Oggi è l’OCSE ad aver ereditato l’impegno nella lotta contro la doppia imposizione internazionale; a tale istituzione si deve la redazione, sin dal 1963, di uno schema di c., da ultimo emendato nel 2005. Tale modello, la cui adozione in sede di stipulazione delle c. funge da mera raccomandazione, è ampiamente utilizzato quale riferimento, tanto dagli Stati membri dell’OCSE, quanto dai paesi che di esso non fanno parte. Lo schema elaborato dall’OCSE conferisce particolare rilevanza al criterio della residenza, il più idoneo a proteggere gli interessi dei paesi esportatori di capitali. Da sempre a esso avversi sono i paesi in via di sviluppo e, in particolar modo, quelli latino-americani, sulla base della considerazione che, attraverso l’imposizione del reddito mondiale, risulta frustrata la possibilità, per regimi fiscali meno onerosi, di attrarre capitali provenienti dai paesi industrializzati. Per questi motivi, nel 1971, fu adottato dagli Stati membri del cosiddetto patto Andino, un modello di c. che conferisce più accentuato rilievo al criterio della fonte. Particolarmente sensibile alle esigenze dei paesi in via di sviluppo è anche il lavoro delle Nazioni Unite, alle quali si deve la predisposizione, sin dal 1980, di un ulteriore modello, da ultimo revisionato nel 2000.

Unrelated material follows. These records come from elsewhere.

PR #60, opened 2017-09-08
Pill improvements

keirog:
Changes to allow the pills to be `<buttons>` as well as `<a>`s. Some minor tidy-ups included. There’s an existing issue with the disabled state but I’ll fix that in a separate PR.

No visual differences to show 😊

### DIFF
--- a/components/concept-pill/main.scss
+++ b/components/concept-pill/main.scss
@@ -7,8 +7,8 @@
 }
 
 @mixin plus-icon($color) {
-	content: '';
 	@include oIconsGetIcon('plus', getColor($color), 16);
+	content: '';
 	height: 14px;
 	background-size: 38px;
 	margin-right: 7px;
@@ -17,8 +17,10 @@
 
 .n-myft-concept-pill {
 	@include oTypographySansBold($scale: 0);
+	background-color: transparent;
 	border: 1px solid getColor('claret');
 	border-radius: 100px;
+	box-sizing: content-box;
 	color: getColor('claret');
 	display: block;
 	font-size: 16px;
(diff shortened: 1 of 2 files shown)


components/concept-pill/main.scss
```diff
@@ -17,37 +20,47 @@
 
 .n-myft-concept-pill {
 	@include oTypographySansBold($scale: 0);
+	background-color: transparent;
 	border: 1px solid getColor('claret');
 	border-radius: 100px;
+	box-sizing: content-box;
```
debugwand: this is default, is it overwriting something?

components/concept-pill/main.scss
```diff
@@ -17,37 +20,47 @@
...
 }
 
 .n-myft-concept-pill:hover {
 	border: 1px solid getColor('claret');
+}
 
-	&.n-myft-concept-pill--add::before {
-		@include plus-icon('black-70');
-	}
+.n-myft-concept-pill--added:hover,
```
debugwand: should these also have `:focus` for keyboard users?

components/concept-pill/main.scss
```diff
@@ -58,25 +71,33 @@
 }
 
 .n-myft-concept-pill--disabled,
-.n-myft-concept-pill--disabled:hover {
-	border: 1px solid getColor('black-70');
-	color: getColor('black-70');
+.n-myft-concept-pill[disabled],
+.n-myft-concept-pill[disabled].n-myft-concept-pill--inverse {
+	&,
+	&:hover {
```
debugwand: same as above for `:focus`

components/concept-pill/main.scss
keirog: ah it’s to make sure the same is applied for `<button>` too

components/concept-pill/main.scss
keirog: oof definitely, thanks 😳

keirog: just realised the omission was because we have a separate focus style:
focus

PR #63, opened 2017-09-21
add flash animation

tavvy:
🐿 v2.5.16

### DIFF
--- a/myft/ui/myft-buttons/main.scss
+++ b/myft/ui/myft-buttons/main.scss
@@ -1,0 +1,54 @@
+@mixin myftHeaderIconFlash {
+
+	@-webkit-keyframes myft-flash {
+		25% { opacity: 1; }
+		50% { opacity: 1; }
+	}
+
+	@keyframes myft-flash {
+		25% { opacity: 1; }
+		50% { opacity: 1; }
+	}
+
+	@-webkit-keyframes myfy-flash-white {
+		10% { -webkit-filter: brightness(0) invert(1); }
+		75% { -webkit-filter: brightness(0) invert(1); }
+	}
+
+	@keyframes myft-flash-white {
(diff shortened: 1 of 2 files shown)


myft/ui/myft-buttons/main.scss
```diff
@@ -0,0 +1,54 @@
+@mixin myftHeaderIconFlash {
+
+	@-webkit-keyframes myft-flash {
```
remybach: I think we use `autoprefixer` so you don't need to include any of these.

myft/ui/myft-buttons/main.scss
```diff
@@ -0,0 +1,54 @@
...
+
+			@include oGridRespondTo('M') {
+				width: 88px;
+			}
+
+			@include oGridRespondTo('L') {
+				width: 100px;
+			}
+
+			-webkit-animation: myft-flash linear 1.2s;
```
remybach: ... or these...

myft/ui/myft-buttons/main.scss
```diff
@@ -0,0 +1,54 @@
...
+		25% { opacity: 1; }
+		50% { opacity: 1; }
+	}
+
+	@keyframes myft-flash {
+		25% { opacity: 1; }
+		50% { opacity: 1; }
+	}
+
+	@-webkit-keyframes myfy-flash-white {
```
pixelandpage: typo? myfy --> myft

myft/ui/myft-buttons/main.scss
tavvy: nice, good catch!

tavvy: we do indeed, i verified on the built file 👍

Le c. internazionali contro la doppia imposizione contengono anche strumenti funzionali a evitare l’evasione fiscale. A tal fine, nasce l’istituto dello scambio di informazioni, previsto all’art. 26 del modello OCSE, il quale, originariamente inteso come strumento per una corretta applicazione delle c., si è progressivamente emancipato da tale funzione originaria, permettendo altresì una corretta applicazione dei sistemi tributari dei singoli Stati. A ciò si aggiunge la recente introduzione nel modello OCSE di una clausola avente a oggetto l’assistenza amministrativa nella riscossione dei crediti tributari.

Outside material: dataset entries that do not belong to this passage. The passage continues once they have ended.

PR #66, opened 2017-09-28
fullscreen overlays should have a higher z-index than the sticky header

pixelandpage:
🐿 v2.5.16 
To prevent the sticky header from covering the close buttons when the save articles overlay of open on XS screens.

### DIFF
--- a/myft/main.scss
+++ b/myft/main.scss
@@ -190,6 +190,6 @@ $o-overlay-is-silent: true;
 	.o-overlay--myft-ui {
 		@include oOverlayFullscreen($fill: 'width');
 		@include oOverlayFullscreen($fill: 'height');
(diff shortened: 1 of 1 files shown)


myft/main.scss
```diff
@@ -190,5 +190,6 @@ $o-overlay-is-silent: true;
 	.o-overlay--myft-ui {
 		@include oOverlayFullscreen($fill: 'width');
 		@include oOverlayFullscreen($fill: 'height');
+		z-index: 150;
```
keirog: Could we use [`@include nUiZIndexFor('overlay')`](https://github.com/Financial-Times/n-ui-foundations/blob/master/util/_mixins.scss#L21) please?

PR #73, opened 2017-11-21
Instant alerts mini

debugwand:


myft-common/main.scss
```diff
@@ -100,7 +100,7 @@
 			@include buttonWithIcon(26, 24, getColor('teal-40'), 'mail', 'mail', getColor('white'));
 		}
 		.n-myft-ui__button--inverse {
-			@include buttonWithIcon(26, 24, getColor('teal-80'), 'mail', 'mail', getColor('white'));
+			@include buttonWithIcon(26, 24, getColor('white'), 'mail', 'mail', getColor('black'));
```
pixelandpage: Just checking; have we checked that it's safe to overwrite this style?

benbarnett: Was trying to think where else it might be used... the icon looked a little broken with teal on white 🤔

demos/fixtures/instant-alert-button.json
```diff
@@ -0,0 +1,7 @@
+{
+  "instantAlertButton": {
+    "conceptId": "00000000-0000-0000-0000-000000000000",
+    "name": "Hidden Haiku",
+		"directType": "http://www.ft.com/ontology/product/Brand"
```
pixelandpage: Whitespace knocking circle over ¯\_(ツ)_/¯

myft-common/main.scss
debugwand: also I looked further in the code and this now matches the follow button one. I think there might have been a problem with one of the previous n-ui upgrades

PR #80, opened 2018-01-09
Make the follow button look like a pill

chee:
Adds a mixins directory with a `pill-button` mixin used by both concept-pill and follow-pill.

Adds a follow-pill component that is redirected to from the current follow-pill file.

I think the standard-theme added state on the concept pill may need a little work, as it is difficult to tell apart from the non-added state (only the icon changes).

image 
image

I'd advise against merging this until every page on the internet has been checked.


chee:
This will break [cold start](https://github.com/Financial-Times/next-myft-page/blob/d68ba0e530b23b97d1eeec97281be163530046da/views/v2/cold-start.html) as it uses the `buttonClasses` variable

components/concept-pill/main.scss
```diff
@@ -1,139 +1,17 @@
...
-
-.n-myft-concept-pill--disabled,
-.n-myft-concept-pill[disabled],
-.n-myft-concept-pill[disabled].n-myft-concept-pill--inverse {
-	&,
-	&:hover {
-		border: 1px solid getColor('black-70');
-		color: getColor('black-70');
-	}
+.n-myft-concept-pill--add {
```
GlynnPhillips: Just want to check, this and other `add` selectors below in this file are only required until we update the onboarding sections (home page and feed page) to use the follow button component?

mixins/pill-button/_icons.scss
```diff
@@ -0,0 +1,16 @@
+@mixin tick-icon($color) {
```
GlynnPhillips: Could we update these to keep the mixin naming consistent, my preference would be camel cased but I don't have a strong opinion as long as they are the same

components/concept-pill/main.scss
chee: Yes, once we use `follow` in the onboarding sections `concept-pill` can describe only the plusless link-style concept button used in the emails & alerts section.

GlynnPhillips: Thanks, just wanted to make sure I was getting it all straight in my head

chee:
With the swapping of the active/inactive hierarchy, the concept links on the email digest settings page will have to be `[aria-pressed="true"]` in order to become outline rather than filled.

GlynnPhillips:
@chee we shouldn't add `aria-pressed` to pills on the the alerts page as those pills are standard anchor tags and not buttons. Aria-pressed should only be used for buttons that can be toggled.

I think we should first ask the design team if they were aware of the different state hierarchy that has been created to find out if that is what they expected, if not then we should work with them to find a solution.

chee:
@GlynnPhillips 

yes indeed, i was hoping to talk about that tomorrow.

now that the [work to support multiple themes](https://github.com/Financial-Times/n-myft-ui/pull/80/files#diff-0745b0e7056b87cb27a795b5b0adf54a) is done (which you can see in action at the bottom of the demo page, for the opinion topper oxford style), we can create a theme for the reverse case possibly and use that for the concept links. 

only realised these buttons would end up the wrong way round at the end of the day so threw that comment there to remind me it's a problem tomorrow.

chee:
## Todo before merging this

- [ ] Create a pull request in front-page for switching to the follow button on the cold start
- [ ] Create a pull request to article for switching to the opinion style on the sky article toppers
- [ ] Create a pull request to myft-page for removing the extra button classes that previously forced a concept pill style

PR #81, opened 2018-01-31
Import the button style in common rather than myft

chee:
So that it ends up in the critical css


chee:
This is how it worked before the new button styles were brought in, and it was broken before but is good now.

PR #83, opened 2018-02-05
Update pinning button styling

sourcier:
🐿 v2.5.16

### DIFF
--- a/myft/main.scss
+++ b/myft/main.scss
@@ -196,7 +196,7 @@ $o-overlay-is-silent: true;
 	}
 }
 
-.myft-ui__pin-button {
+.myft-pin-button {
 	@include oButtons();
 	background-color: transparent;
 	border: 0;
@@ -209,7 +209,7 @@ $o-overlay-is-silent: true;
 	}
 }
 
-.myft-ui__pin-button {
+.myft-pin-button {
 	$icon-width: 36;
 	@include oButtonsIconButton($icon-name: pin, $is-icon-only: true);
 	@include oIconsGetIcon('pin', getColor('black-40'), $icon-width, $iconset-version: 1);
--- a/myft/main.scss
+++ b/myft/main.scss
@@ -196,11 +196,35 @@ $o-overlay-is-silent: true;
 	}
 }
 
-.myft-ui__button--pin {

Sul piano dell’efficacia, tali c. seguono il regime dei trattati internazionali, i quali, secondo l’insegnamento tradizionale, assumono, una volta che a essi sia data esecuzione nell’ordinamento interno, il rango della fonte che in esso ha prodotto le regole corrispondenti. Con la precisazione che, atteso il loro carattere di specialità, le regole dell’ordinamento interno, che in essi traggono fondamento, prevalgono, in linea di principio, sulle norme, tanto precedenti quanto successive, con esse contrastanti, a meno che appaia inequivoca l’intenzione del legislatore di venir meno agli impegni internazionali.

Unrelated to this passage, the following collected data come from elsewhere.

PR #89, opened 2018-02-12
Pin button

sourcier:


myft/ui/myft-buttons/init.js
```diff
@@ -73,6 +75,15 @@ function signedInEventListeners () {
 	});
 }
 
+const pinButtonEventListeners = () => {
+	myftApiClient.init().then(() => {
+		delegate.on('click', 'button[data-prioritise-button]', event => {
+			event.preventDefault();
+			handlePinning('SPAN' === event.target.tagName ? event.target.parentNode : event.target);
```
chee: this line looks a little fragile, relies on the view not changing something that isn't immediately obvious would be related to the js

could use `event.target.dataset.prioritiseButton` to check ?

chee:
```js
const findButton = element => element.dataset.prioritiseButton == null
  ? findButton(element.parentNode)
  : element
```

PR #92, opened 2018-02-19
Show spinner when pin button is pressed

alexandercurtis:


myft/ui/myft-buttons/init.js
```diff
@@ -80,6 +80,7 @@ const pinButtonEventListeners = () => {
 		delegate.on('click', 'button[data-prioritise-button]', event => {
 			event.preventDefault();
 			pinning(findButton(event.target));
+			setLoading(event.target);
```
sourcier: It would be goof to call setLoading() before pinning(), so that the UI will show the loading state if anything goes wrong.

myft/main.scss
```diff
@@ -226,6 +226,36 @@ $o-overlay-is-silent: true;
 	margin: 0 1px;
 }
 
+.myft-pin-button-wrapper.loading {
```
sourcier: Can we move the pin button CSS to it's own file.

alexandercurtis: Have changed code accordingly.

PR #93, opened 2018-02-19
Use new collection style (a box of lozenges)

chee:
Before:
Collection list

After:
a box of lozenges


benbarnett:
a "flamboyance" of lozenges? https://en.wikipedia.org/wiki/List_of_English_terms_of_venery,_by_animal

chee:
image

A claretting of collections

PR #234, opened 2018-09-12
Move save buttons templates

alexandercurtis:
Put them with the other component templates
 🐿 v2.10.3


chee:
both of these templates are so similar. should we put an issue in to make them one thing with a option like we did with follow/unfollow?

PR #235, opened 2018-09-13
Update deploy script and CircleCI config to properly deploy docs

chee:
This will only run on master, will run parallel with master's tests because it doesn't really matter.

some of the weird stuff going on:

L’impostazione tradizionale sembra oggi posta in seria discussione da quanto disposto dall’art. 117 della Costituzione (emergente dalla riforma del titolo V del 2001), con il quale si stabilisce che «la potestà legislativa è esercitata dallo Stato e dalle Regioni nel rispetto della Costituzione, nonché dei vincoli derivanti dall’odinamento comunitario e dagli obblighi internazionali». Tale norma sembra aver riconosciuto un rango pari a quello costituzionale alle disposizioni contenute nei trattati internazionali.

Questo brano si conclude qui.